Novartis said today it will file LAF-237 in the first half of 2006 - this is its DPPIV inhibitor. Talk at EASD focused on safety of the class, particularly in the wake of the FDA panel on inhaled ~ lots to watch out for. (By the way! Did anyone really focus on the fact that two out of the nine votes that were _no_ were both from pulmonary specialists and that there were only three pulmonary specialists total?)
I liked how Novartis discussed LAF-237 in depth on its pipeline update call BUT the most critical element of the drug, the long-term safety, wasn't really addressed in depth in my view. They discussed how there are fewer GI side effects with this drug vs Metformin, etc. but they didn't address the worries that many have, what else (<--italics) is being inhibited with this compound.
Surprisingly, and unfortunately for Novartis, metformin worked very well in the studies presented, so much so that the primary endpoint, non-inferioritity vs metformin, wasn't met (as it were). In 52-week study of about 750 people, the high dose of LAF237 resulted in an A1C drop from 8.7 to 7.5, while metformin had a drop from 8.8 to 7.1. This was statistically significant. The headline on this slide said "52 week data with monotherapy confirm early and sustained A1C reductions..." It is true the reduction is a good reduction, but not versus metformin's reduction (which was better than some would have expected, at over 1.6 points). They noted then that LAF237 is better tolerated. True, in the sense of traditional annoying side effects, but we think there are still some uncertainties on the long term impact of this new class, and without it beating traditional therapy, this isn't a place a company wants to be, in our view.

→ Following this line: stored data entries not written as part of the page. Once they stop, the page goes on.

PR #989, opened 2020-12-17
Multiple xDomain gas limits

i-stam:


contracts/MixinSystemSettings.sol
```diff
@@ -24,10 +24,14 @@ contract MixinSystemSettings is MixinResolver {
     bytes32 internal constant SETTING_AGGREGATOR_WARNING_FLAGS = "aggregatorWarningFlags";
     bytes32 internal constant SETTING_TRADING_REWARDS_ENABLED = "tradingRewardsEnabled";
     bytes32 internal constant SETTING_DEBT_SNAPSHOT_STALE_TIME = "debtSnapshotStaleTime";
-    bytes32 internal constant SETTING_CROSS_DOMAIN_MESSAGE_GAS_LIMIT = "crossDomainMessageGasLimit";
+    bytes32 internal constant SETTING_CROSS_DOMAIN_DEPOSIT_GAS_LIMIT = "crossDomainDepositGasLimit";
+    bytes32 internal constant SETTING_CROSS_DOMAIN_ESCROW_GAS_LIMIT = "crossDomainEscrowGasLimit";
+    bytes32 internal constant SETTING_CROSS_DOMAIN_REWARD_GAS_LIMIT = "crossDomainRewardGasLimit";
```
ajsantander, line 29: Shouldn't there be one for SETTING_CROSS_DOMAIN_WITHDRAW_GAS_LIMIT too?

ajsantander: Oh, I see that you re-use the deposit limit for withdrawals. Perhaps rename the variable alternatively? IMO, they should be separate things.

contracts/MixinSystemSettings.sol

Novartis also did an Actos comparison and on this one, Actos had a 1.9% A1C drop, while LAF237 (100 mg) had a 1.6% drop. And this was using 30 mg of Actos not 45 mg! We're not major TZD fans overall (but we are for the right patients) but doing a study not using a fully powered dose seems wrong. Lest you note how impressive nearly 2 points drop is, we point out this is from a 10 A1C - impressive, yes, but it's not like the baseline was 7.0.
There was one 12 week study that was pretty impressive - the only point was to show dose-proportional drops in A1C, and that they did, but on the 50 mg and 100mg arms, they got drops of 1.0 and 1.2, respectively, from baseline A1Cs of 7.4.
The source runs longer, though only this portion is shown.